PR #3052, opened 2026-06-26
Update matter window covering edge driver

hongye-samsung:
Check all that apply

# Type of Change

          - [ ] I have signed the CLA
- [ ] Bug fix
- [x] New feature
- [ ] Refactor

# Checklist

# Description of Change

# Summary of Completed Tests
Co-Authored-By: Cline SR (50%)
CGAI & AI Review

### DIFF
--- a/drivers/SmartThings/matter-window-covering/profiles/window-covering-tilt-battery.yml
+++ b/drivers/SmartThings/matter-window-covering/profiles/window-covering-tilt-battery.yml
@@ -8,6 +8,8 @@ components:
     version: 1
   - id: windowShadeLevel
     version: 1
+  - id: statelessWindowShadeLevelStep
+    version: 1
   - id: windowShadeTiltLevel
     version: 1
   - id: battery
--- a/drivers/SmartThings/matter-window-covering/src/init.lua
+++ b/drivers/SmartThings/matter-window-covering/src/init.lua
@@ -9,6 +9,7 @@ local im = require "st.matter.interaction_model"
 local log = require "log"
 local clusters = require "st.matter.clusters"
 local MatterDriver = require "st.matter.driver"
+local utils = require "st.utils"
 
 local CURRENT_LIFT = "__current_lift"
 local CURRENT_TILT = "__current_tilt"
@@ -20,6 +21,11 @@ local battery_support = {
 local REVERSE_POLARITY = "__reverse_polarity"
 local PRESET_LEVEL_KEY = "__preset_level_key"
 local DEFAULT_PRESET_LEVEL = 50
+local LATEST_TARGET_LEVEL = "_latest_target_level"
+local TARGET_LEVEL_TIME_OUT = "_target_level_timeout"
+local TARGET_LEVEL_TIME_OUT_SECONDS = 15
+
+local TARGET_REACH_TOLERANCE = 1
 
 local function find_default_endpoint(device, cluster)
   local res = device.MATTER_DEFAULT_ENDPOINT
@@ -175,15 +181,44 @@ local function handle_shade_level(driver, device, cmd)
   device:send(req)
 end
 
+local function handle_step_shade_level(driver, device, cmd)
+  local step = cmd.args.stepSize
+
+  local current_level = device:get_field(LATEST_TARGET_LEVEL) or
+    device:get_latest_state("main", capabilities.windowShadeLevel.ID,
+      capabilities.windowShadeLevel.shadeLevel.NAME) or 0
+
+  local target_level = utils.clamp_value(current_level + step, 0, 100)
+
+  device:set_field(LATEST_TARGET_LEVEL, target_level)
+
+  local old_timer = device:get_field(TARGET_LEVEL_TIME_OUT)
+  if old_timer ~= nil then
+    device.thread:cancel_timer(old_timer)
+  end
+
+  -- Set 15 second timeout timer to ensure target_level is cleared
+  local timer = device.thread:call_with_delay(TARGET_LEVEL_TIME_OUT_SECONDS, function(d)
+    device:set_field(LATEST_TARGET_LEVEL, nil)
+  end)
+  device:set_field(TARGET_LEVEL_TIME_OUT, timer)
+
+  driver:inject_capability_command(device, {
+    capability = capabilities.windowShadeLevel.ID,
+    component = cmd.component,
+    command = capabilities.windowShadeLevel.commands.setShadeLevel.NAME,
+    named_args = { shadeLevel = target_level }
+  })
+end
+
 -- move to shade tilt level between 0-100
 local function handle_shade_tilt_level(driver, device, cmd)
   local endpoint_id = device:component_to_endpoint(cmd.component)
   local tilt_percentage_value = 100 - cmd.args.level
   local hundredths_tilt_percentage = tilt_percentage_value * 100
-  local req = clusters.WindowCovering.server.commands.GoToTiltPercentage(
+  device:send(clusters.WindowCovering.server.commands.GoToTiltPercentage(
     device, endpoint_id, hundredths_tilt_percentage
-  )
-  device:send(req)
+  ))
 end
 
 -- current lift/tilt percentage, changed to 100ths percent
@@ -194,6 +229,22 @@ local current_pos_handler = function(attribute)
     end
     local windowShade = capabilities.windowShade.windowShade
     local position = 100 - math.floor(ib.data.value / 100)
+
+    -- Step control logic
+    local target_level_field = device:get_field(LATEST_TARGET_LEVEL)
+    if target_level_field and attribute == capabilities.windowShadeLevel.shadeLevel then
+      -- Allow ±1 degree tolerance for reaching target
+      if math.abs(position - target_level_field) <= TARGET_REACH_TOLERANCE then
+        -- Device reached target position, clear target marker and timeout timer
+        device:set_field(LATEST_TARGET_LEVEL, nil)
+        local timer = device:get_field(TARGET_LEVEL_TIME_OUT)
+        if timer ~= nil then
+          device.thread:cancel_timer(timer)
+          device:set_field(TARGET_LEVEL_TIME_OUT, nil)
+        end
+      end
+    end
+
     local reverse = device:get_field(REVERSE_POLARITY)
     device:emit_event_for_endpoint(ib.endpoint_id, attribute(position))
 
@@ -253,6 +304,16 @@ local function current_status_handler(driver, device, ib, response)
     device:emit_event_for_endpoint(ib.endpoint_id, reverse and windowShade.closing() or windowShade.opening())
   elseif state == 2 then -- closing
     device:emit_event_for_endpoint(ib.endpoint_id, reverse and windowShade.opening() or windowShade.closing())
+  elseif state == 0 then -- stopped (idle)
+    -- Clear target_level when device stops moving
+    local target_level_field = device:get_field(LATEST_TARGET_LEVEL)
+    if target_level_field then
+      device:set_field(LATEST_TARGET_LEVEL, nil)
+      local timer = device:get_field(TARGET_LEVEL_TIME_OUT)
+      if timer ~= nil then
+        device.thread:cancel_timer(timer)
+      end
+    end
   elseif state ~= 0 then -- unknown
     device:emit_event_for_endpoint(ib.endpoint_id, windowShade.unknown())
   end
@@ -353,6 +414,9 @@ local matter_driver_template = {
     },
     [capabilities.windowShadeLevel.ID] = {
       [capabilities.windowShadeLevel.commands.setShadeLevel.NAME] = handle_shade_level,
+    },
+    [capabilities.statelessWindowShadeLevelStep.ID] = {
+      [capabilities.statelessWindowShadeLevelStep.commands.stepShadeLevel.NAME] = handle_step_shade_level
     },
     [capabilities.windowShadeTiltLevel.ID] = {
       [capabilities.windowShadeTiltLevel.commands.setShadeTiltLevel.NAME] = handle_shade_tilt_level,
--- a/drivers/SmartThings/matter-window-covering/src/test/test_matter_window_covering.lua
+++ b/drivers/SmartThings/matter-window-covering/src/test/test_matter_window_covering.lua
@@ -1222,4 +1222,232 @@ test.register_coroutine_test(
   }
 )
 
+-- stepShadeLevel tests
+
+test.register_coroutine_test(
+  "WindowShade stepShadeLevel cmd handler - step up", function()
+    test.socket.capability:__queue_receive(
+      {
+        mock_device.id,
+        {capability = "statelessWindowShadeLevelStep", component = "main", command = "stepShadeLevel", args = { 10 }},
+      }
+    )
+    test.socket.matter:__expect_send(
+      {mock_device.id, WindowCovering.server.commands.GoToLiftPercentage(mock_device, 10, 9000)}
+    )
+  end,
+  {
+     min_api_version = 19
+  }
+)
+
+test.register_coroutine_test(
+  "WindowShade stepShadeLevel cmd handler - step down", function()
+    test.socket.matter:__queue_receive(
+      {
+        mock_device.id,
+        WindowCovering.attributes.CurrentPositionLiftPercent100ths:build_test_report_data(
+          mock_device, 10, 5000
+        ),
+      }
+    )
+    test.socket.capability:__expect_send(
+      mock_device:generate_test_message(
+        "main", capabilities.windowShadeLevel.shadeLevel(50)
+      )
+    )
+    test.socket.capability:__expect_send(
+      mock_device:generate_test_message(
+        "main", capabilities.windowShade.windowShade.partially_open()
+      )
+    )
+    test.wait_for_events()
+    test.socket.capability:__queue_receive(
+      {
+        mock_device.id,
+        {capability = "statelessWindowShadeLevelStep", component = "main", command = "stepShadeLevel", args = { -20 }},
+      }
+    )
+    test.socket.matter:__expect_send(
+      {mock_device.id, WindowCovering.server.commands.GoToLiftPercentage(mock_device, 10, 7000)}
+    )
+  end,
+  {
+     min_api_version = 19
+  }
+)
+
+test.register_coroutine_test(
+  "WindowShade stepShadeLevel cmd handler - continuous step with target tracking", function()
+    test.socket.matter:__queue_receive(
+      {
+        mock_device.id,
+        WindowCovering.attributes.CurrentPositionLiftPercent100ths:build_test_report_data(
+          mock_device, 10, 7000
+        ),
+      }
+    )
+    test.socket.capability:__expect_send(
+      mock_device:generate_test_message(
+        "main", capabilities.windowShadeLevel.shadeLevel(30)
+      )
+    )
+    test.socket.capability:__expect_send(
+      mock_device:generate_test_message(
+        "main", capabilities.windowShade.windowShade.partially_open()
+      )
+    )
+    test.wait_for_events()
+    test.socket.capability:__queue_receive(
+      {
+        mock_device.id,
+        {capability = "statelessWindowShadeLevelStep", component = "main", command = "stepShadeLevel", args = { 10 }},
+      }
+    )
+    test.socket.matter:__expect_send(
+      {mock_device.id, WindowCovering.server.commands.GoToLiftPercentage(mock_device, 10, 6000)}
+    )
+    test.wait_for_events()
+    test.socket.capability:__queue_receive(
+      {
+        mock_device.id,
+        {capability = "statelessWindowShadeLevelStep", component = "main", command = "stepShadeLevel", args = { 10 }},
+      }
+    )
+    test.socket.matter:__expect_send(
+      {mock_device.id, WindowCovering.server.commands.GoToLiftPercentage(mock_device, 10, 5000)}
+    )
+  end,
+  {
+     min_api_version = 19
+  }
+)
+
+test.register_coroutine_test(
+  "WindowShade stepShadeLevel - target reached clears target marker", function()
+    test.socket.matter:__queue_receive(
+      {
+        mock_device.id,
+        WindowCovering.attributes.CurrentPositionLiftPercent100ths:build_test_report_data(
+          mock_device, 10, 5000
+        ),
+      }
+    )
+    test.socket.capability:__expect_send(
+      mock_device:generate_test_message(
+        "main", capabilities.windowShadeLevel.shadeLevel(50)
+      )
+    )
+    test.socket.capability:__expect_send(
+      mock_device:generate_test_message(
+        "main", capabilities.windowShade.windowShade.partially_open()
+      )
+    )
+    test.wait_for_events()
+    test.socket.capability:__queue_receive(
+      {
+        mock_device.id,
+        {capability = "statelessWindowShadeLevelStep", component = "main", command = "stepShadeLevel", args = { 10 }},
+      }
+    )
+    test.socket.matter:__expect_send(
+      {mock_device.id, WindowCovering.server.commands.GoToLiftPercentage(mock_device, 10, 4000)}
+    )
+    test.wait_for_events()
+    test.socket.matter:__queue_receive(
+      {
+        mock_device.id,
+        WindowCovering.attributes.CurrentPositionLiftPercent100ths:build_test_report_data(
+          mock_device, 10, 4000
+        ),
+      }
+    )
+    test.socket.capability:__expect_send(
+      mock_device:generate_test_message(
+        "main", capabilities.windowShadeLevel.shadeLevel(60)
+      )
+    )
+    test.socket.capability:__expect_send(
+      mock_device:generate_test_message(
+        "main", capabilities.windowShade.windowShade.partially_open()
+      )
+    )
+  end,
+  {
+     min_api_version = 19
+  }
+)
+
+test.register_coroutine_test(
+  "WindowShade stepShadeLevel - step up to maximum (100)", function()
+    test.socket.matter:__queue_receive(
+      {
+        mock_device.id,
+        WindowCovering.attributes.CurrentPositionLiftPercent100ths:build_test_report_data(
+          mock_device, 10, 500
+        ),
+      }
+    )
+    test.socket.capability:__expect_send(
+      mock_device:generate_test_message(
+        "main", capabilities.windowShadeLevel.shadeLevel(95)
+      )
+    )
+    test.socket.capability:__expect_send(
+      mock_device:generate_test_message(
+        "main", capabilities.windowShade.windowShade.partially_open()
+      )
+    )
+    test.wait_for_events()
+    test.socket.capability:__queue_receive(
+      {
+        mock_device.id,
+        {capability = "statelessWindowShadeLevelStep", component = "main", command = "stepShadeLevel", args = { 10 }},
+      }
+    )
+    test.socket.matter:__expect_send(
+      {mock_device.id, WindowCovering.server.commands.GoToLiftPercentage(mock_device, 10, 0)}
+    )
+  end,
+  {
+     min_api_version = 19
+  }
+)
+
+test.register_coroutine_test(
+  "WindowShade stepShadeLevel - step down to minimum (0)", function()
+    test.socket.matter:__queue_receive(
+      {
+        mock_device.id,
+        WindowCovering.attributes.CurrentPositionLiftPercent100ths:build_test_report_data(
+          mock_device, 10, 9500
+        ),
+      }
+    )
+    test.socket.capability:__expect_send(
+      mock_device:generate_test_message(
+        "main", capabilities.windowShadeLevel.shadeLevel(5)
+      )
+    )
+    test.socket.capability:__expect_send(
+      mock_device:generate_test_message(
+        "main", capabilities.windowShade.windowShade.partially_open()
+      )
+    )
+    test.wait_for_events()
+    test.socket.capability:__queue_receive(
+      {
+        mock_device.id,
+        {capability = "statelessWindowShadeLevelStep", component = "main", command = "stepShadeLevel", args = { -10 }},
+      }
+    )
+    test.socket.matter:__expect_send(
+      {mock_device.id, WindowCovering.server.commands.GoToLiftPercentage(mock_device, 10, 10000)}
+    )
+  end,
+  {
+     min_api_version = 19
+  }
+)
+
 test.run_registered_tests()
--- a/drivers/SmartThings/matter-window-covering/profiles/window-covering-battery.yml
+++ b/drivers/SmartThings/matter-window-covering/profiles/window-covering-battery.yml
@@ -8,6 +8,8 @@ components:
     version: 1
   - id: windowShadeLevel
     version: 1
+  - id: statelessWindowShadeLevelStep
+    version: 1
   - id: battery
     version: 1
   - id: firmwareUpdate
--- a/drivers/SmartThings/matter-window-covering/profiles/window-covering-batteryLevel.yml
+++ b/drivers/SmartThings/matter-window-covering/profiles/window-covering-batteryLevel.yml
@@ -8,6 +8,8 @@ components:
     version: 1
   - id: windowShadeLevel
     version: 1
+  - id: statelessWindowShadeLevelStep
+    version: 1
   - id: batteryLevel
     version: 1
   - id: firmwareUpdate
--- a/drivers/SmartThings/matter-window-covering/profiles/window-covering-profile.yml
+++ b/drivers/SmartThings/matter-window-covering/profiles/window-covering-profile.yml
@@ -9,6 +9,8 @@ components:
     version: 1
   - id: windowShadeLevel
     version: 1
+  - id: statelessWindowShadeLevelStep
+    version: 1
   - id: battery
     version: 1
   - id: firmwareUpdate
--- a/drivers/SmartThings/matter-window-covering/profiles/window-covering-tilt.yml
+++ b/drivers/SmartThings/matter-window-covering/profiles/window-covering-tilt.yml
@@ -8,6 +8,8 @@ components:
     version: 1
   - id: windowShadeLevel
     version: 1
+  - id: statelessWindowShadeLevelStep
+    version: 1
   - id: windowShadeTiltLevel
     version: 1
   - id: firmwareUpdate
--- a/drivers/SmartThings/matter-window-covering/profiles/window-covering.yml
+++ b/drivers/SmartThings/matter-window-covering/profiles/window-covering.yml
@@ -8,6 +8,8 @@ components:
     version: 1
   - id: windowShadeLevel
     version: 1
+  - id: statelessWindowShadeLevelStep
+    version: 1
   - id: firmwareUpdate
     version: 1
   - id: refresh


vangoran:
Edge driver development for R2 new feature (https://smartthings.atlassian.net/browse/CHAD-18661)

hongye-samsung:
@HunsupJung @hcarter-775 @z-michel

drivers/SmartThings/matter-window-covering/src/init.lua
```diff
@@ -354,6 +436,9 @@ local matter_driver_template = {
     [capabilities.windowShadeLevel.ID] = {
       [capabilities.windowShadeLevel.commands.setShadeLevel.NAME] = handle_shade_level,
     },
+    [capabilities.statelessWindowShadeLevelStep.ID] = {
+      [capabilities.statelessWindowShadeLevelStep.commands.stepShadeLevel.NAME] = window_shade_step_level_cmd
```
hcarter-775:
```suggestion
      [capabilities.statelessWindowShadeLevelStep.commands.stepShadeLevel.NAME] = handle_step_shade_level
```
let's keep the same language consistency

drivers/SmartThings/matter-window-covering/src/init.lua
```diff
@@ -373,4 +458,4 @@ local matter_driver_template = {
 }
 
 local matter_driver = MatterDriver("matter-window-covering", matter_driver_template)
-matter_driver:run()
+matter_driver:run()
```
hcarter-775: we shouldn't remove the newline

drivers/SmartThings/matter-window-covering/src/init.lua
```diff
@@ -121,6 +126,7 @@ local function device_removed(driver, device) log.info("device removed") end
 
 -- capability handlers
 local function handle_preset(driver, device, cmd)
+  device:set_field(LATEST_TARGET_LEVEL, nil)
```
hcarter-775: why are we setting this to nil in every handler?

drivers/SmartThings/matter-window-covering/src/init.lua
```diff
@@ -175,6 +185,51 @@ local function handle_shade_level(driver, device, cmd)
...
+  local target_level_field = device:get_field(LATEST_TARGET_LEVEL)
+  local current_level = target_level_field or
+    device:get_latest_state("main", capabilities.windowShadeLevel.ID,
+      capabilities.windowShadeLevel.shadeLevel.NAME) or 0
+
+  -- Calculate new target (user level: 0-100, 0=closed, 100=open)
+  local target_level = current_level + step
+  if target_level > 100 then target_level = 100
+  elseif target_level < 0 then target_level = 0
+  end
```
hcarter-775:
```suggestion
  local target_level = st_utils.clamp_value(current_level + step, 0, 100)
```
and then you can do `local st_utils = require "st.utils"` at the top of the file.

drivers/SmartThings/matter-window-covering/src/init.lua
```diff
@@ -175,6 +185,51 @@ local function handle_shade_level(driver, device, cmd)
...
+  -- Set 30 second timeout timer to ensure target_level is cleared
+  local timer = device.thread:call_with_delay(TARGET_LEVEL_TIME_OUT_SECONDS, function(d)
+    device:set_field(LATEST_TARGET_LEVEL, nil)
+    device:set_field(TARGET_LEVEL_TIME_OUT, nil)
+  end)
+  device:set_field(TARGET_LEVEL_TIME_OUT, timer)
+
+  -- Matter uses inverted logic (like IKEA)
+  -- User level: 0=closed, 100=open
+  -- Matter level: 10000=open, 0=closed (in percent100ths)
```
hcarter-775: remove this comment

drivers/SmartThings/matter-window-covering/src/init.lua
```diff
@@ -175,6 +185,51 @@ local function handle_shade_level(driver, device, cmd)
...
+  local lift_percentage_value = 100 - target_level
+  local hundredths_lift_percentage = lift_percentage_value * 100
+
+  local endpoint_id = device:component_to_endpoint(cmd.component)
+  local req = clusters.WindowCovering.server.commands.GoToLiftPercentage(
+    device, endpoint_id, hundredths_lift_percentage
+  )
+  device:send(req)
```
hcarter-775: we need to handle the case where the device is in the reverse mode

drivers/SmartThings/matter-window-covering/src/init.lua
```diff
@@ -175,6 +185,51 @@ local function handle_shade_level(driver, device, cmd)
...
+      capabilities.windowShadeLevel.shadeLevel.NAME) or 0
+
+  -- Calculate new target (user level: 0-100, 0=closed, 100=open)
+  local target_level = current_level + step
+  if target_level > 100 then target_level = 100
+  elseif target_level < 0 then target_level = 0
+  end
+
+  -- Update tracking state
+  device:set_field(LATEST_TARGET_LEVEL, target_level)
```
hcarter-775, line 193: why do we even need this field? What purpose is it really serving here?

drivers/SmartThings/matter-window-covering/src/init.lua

##########

The answer must consist of each line in the entries above that includes "closed".

+  -- Calculate new target (user level: 0-100, 0=closed, 100=open)
+  -- User level: 0=closed, 100=open
+  -- Matter level: 10000=open, 0=closed (in percent100ths)
+  -- Calculate new target (user level: 0-100, 0=closed, 100=open)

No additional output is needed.